AIM OF THE TASK:
For the entries below, the expected answer is the line with "is bare because", the line with "# create environment", and every line between them, exactly as written, and nothing more.

DATA TO USE:
PR #272, opened 2017-11-28
pep8 fixes

bhazelton:
@nkern There's still a bare except in your pyuvdata_inspect script, line 62 that I wasn't sure how to fix. Can you fix it and push it to this branch?

### DIFF
--- a/pyuvdata/tests/test_utils.py
+++ b/pyuvdata/tests/test_utils.py
@@ -182,5 +182,3 @@ def test_jones_num_funcs():
     nt.assert_raises(KeyError, uvutils.jstr2num, 'foo')
     nt.assert_raises(ValueError, uvutils.jstr2num, 1)
     nt.assert_raises(ValueError, uvutils.jnum2str, 7.3)
-
-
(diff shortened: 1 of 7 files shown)


nkern:
@bhazelton its kinda important for the try: except: statement to be there, so I just made a trivial change to make the except hold something, instead of a pass statement. let me know if you were looking for a different kind of fix.

bhazelton:
@nkern I'm sorry, what I wanted you to fix was that the except is bare -- it doesn't specify which error types it is supposed to handle (https://docs.python.org/2/howto/doanddont.html#except). I have no problem with the pass.

nkern:
@bhazelton ah I see. the `except` is bare because each of the `uvd.read_{}` functions raise different kinds of exceptions... so to catch them all I just used a blanket `except` statement

bhazelton:
@nkern You can list multiple exception types in the except statement, it's fine to handle many different ones, but leaving it bare allows it to match exception types you don't expect, as explained in the link I posted. That's why the pep8 standard opposes bare excepts.

I can add in the exception types myself, but I was just looking at the code a bit to figure out what they are, and I am confused by ob_names having 'UVFITS' -- I think it should just have UVData, UVBeam and UVCal, am I missing something?

nkern:
@bhazelton yeah UVFITS can be excluded. ok i updated the except with all of the exceptions the three objects raised when trying to read the wrong files. let me know if you need anything else!

bhazelton:
@nkern Perfect! Thank you!!

bhazelton:
@adampbeardsley can you take a look at this one too? It's just pep8 fixes.

PR #275, opened 2017-12-01
Add a note to the history when converting delays to gains

bhazelton:


bhazelton:
@adampbeardsley can you check this very small PR?

PR #276, opened 2017-12-07
Add pep8 checking to Travis

bhazelton:
To prevent pep8 problems from being missed in PRs.

This ignores the line-length check (code E501).

### DIFF
--- a/.travis.yml
+++ b/.travis.yml
@@ -27,11 +27,7 @@ install:
 
   # create environment and install dependencies
   - conda install numpy scipy astropy nose pip
-  - conda install -c conda-forge healpy
-  - conda install -c conda-forge aipy
-  - conda install -c conda-forge python-casacore
-  - conda install -c conda-forge pycodestyle
-  - pip install coveralls
+  - conda install -c conda-forge healpy aipy python-casacore pycodestyle coveralls
   - conda list
 script:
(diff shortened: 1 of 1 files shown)


bhazelton:
@adampbeardsley @dannyjacobs @jpober I'm of two minds about whether to push for this PR to be merged or not. Partly I wanted to figure out if I could do it and I had just spent some time cleaning up some stuff that had been merged in previous PRs. What do you all think?

jpober:
I don't have a strong opinion.  We've decided the code should be pep8 compliant, but maybe it shouldn't come at the expense of an increased bar for participation in the project.  That said, it's not that onerous to get right either.

dannyjacobs:
But how does it actually work? Does the Travis build just fail if all lights are not green? Or is there a service like Coveralls that tracks our pep8-edness?

bhazelton:
Travis fails on any pep8 miss, but if you look at the Travis log it lists all the problematic line numbers. The fact that this PR is passing Travis means we don't have any problems currently.

adampbeardsley:
I can also go either way. Definitely useful, and maybe we need a little extra push to get people to stay compliant. Typically @bhazelton is the hero that goes through and fixes things, so if this makes her life easier, I think we should implement it.

bhazelton:
Ok, I'm going to merge it. If we find it annoying we can always take it out.

Issue #198, opened 2017-07-03
UVBeam test suite should be based on actual data files


bhazelton:
As opposed to fake data. This can be fixed after the read_cst method is implemented.

aelanman:
Based on the Zac's code in polskysim, I've written a script that reads in the Nicolas Fagnoni simulated E-field patterns for HERA and fills a UVBeam object. I'm not sure how read_cst is supposed to work, but I do have a hera beamfits file now. If someone else would be willing to check it, could that serve for tests?

bhazelton:
This is fixed except for e-field healpix beams. Once conversion of e-field beams to healpix works we can finish this off.

PR #277, opened 2017-12-15
base beam testing off actual files to address issue #198

bhazelton:
This doesn't fully do away with faked data because we don't yet have a way to get efield beams into healpix. But it significantly helps to address issue #198


bhazelton:
While working on this branch, I found that the name of my branch (specifically having the word testing in my branch name) caused some tests on the way histories are combined in the various add functions to fail. I fixed that logic and moved it into a utility because it was duplicated across all three classes. So there are some changes to files other than the beam testing files as a result.

PR #285, opened 2018-01-26
Handle new numpy/scipy deprecation warnings properly

bhazelton:


bhazelton:
Some numpy print formatting also changed apparently, which required tutorial changes to pass doctests.

PR #290, opened 2018-01-31
Add parameters to UVCal and calfits to support sky-based calibration

### LINKED ISSUE #289: calfits flexibility for sky-based cal
We need to incorporate some header keyword flexibility that will help as we start including sky-based calibrations (e.g. FHD). Here are some suggestions.

New Required keyword: 
cal_style. Two options I can think of would be (redundant, sky).
Required keywords given the cal_style : 
sky_field (required if cal_style is sky): short string describing field center or dominant source.
sky_catalog (required if cal_style is sky): catalog that was used
ref_antenna_name (required if cal_style is sky): name of antenna that was used as the phase reference antenna
Optional keywords:
n_sources (optional if cal_style is sky): number of sources included in the calibration model
cal_baseline_range (optional if cal_style is sky): range in wavelengths of baselines included in calibration.
diffuse_model (optional if cal_style is sky): short string describing calibration diffuse model used.

bhazelton:
This fixes #289

### DIFF
--- a/pyuvdata/calfits.py
+++ b/pyuvdata/calfits.py
@@ -22,6 +22,13 @@ def _warn_olddelay(filename):
                   'future compatibility.'.format(file=filename))
 
 
+def _warn_oldstyle(filename):
+    warnings.warn('{file} appears to be an old calfits format '
+                  'which has been depricated. '
+                  'Rewrite this file with write_calfits to ensure '
+                  'future compatibility.'.format(file=filename))
+
+
 class CALFITS(UVCal):
     """
     Defines a calfits-specific class for reading and writing calfits files.
@@ -100,6 +107,19 @@ class CALFITS(UVCal):
         prihdr['TELESCOP'] = self.telescope_name
         prihdr['GNCONVEN'] = self.gain_convention
         prihdr['CALTYPE'] = self.cal_type
+        prihdr['CALSTYLE'] = self.cal_style
+        if self.sky_field is not None:
+            prihdr['FIELD'] = self.sky_field
+        if self.sky_catalog is not None:
+            prihdr['CATALOG'] = self.sky_catalog
+        if self.ref_antenna_name is not None:
+            prihdr['REFANT'] = self.ref_antenna_name
+        if self.Nsources is not None:
+            prihdr['NSOURCES'] = self.Nsources
+        if self.baseline_range is not None:
+            prihdr['BL_RANGE'] = '[' + ', '.join(self.baseline_range) + ']'
+        if self.diffuse_model is not None:
+            prihdr['DIFFUSE'] = self.diffuse_model
         prihdr['INTTIME'] = self.integration_time
         prihdr['CHWIDTH'] = self.channel_width
         prihdr['XORIENT'] = self.x_orientation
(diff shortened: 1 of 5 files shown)


pyuvdata/calfits.py
```diff
@@ -109,11 +129,6 @@ def write_calfits(self, filename, run_check=True, check_extra=True,
             prihdr['FRQRANGE'] = ','.join(map(str, self.freq_range))
         prihdr['TMERANGE'] = ','.join(map(str, self.time_range))
 
-        for p in self.extra():
```
plaplant: So does this mean that we're not supporting arbitrary extra parameters anymore? I think that's okay, just wondering if this was added somewhere else and I missed it.

pyuvdata/calfits.py
```diff
@@ -413,7 +440,7 @@ def read_calfits(self, filename, run_check=True, check_extra=True,
             self.Nspws = hdr.pop('NAXIS5')
             # add this for backwards compatibility when the spw CRVAL wasn't recorded
             try:
-                spw_array = uvutils.fits_gethduaxis(F[0], 5, strict_fits=strict_fits) - 1
+                spw_array = uvutils.fits_gethduaxis(F[0], 5, strict_fits=strict_fits)
```
plaplant: Good catch!

pyuvdata/uvcal.py
```diff
@@ -190,6 +196,41 @@ def __init__(self):
                                            description=desc, form=(2,),
                                            expected_type=float, tols=1e-3)
 
+        # --- cal_style parameters ---
+        desc = ('Style of calibration. Values are sky or redundant.')
```
plaplant: This is already defined above. Should it be defined again here?

pyuvdata/uvcal.py
```diff
@@ -250,6 +291,11 @@ def check(self, check_extra=True, run_check_acceptability=True):
             run_check_acceptability: Option to check if values in required parameters
                 are acceptable. Default is True.
         """
+        # if make sure requirements are set properly for cal_style
```
plaplant: Small typo in the comment

pyuvdata/calfits.py
bhazelton: We are, but they go in extra_keywords. This part of the code was apparently to catch actual parameters (meaning ones that are defined explicitly on the object) that were not required to be set and that we didn't want to bother adding to the header explicitly. The problem is that if they need any special handling (like baseline_range) then you have to do them explicitly and then they get caught here as well, which is bad. Also, the keyword in the FITS file gets set by simple truncation which tends to give them somewhat confusing or unclear names and can lead to redundant names. I think this was a bit lazy and caused lots of issues.

pyuvdata/calfits.py
bhazelton: Yeah, I'm not sure how that made it through before, but I had a bug that I was hunting and I found that one (it didn't fix my bug, but I found it somewhere else).

pyuvdata/uvcal.py
bhazelton: oops! thank you! I'll remove one of them

pyuvdata/uvcal.py
bhazelton: thanks!

pyuvdata/uvcal.py
bhazelton: I took out the upper one.

Issue #105, opened 2016-12-14
read FHD cals


dannyjacobs:

bhazelton:
This was done in PR #291

wenyang-li:
If the keyword 'raw' is set to True when reads in FHD cal say files, it does not really read in the raw solution. In fhd_cal.py, res_gain_array_in is not actually used after line 130.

PROBLEM SOLUTION:
@bhazelton ah I see. the `except` is bare because each of the `uvd.read_{}` functions raise different kinds of exceptions... so to catch them all I just used a blanket `except` statement

bhazelton:
@nkern You can list multiple exception types in the except statement, it's fine to handle many different ones, but leaving it bare allows it to match exception types you don't expect, as explained in the link I posted. That's why the pep8 standard opposes bare excepts.

I can add in the exception types myself, but I was just looking at the code a bit to figure out what they are, and I am confused by ob_names having 'UVFITS' -- I think it should just have UVData, UVBeam and UVCal, am I missing something?

nkern:
@bhazelton yeah UVFITS can be excluded. ok i updated the except with all of the exceptions the three objects raised when trying to read the wrong files. let me know if you need anything else!

bhazelton:
@nkern Perfect! Thank you!!

bhazelton:
@adampbeardsley can you take a look at this one too? It's just pep8 fixes.

PR #275, opened 2017-12-01
Add a note to the history when converting delays to gains

bhazelton:


bhazelton:
@adampbeardsley can you check this very small PR?

PR #276, opened 2017-12-07
Add pep8 checking to Travis

bhazelton:
To prevent pep8 problems from being missed in PRs.

This ignores the line-length check (code E501).

### DIFF
--- a/.travis.yml
+++ b/.travis.yml
@@ -27,11 +27,7 @@ install:
 
   # create environment and install dependencies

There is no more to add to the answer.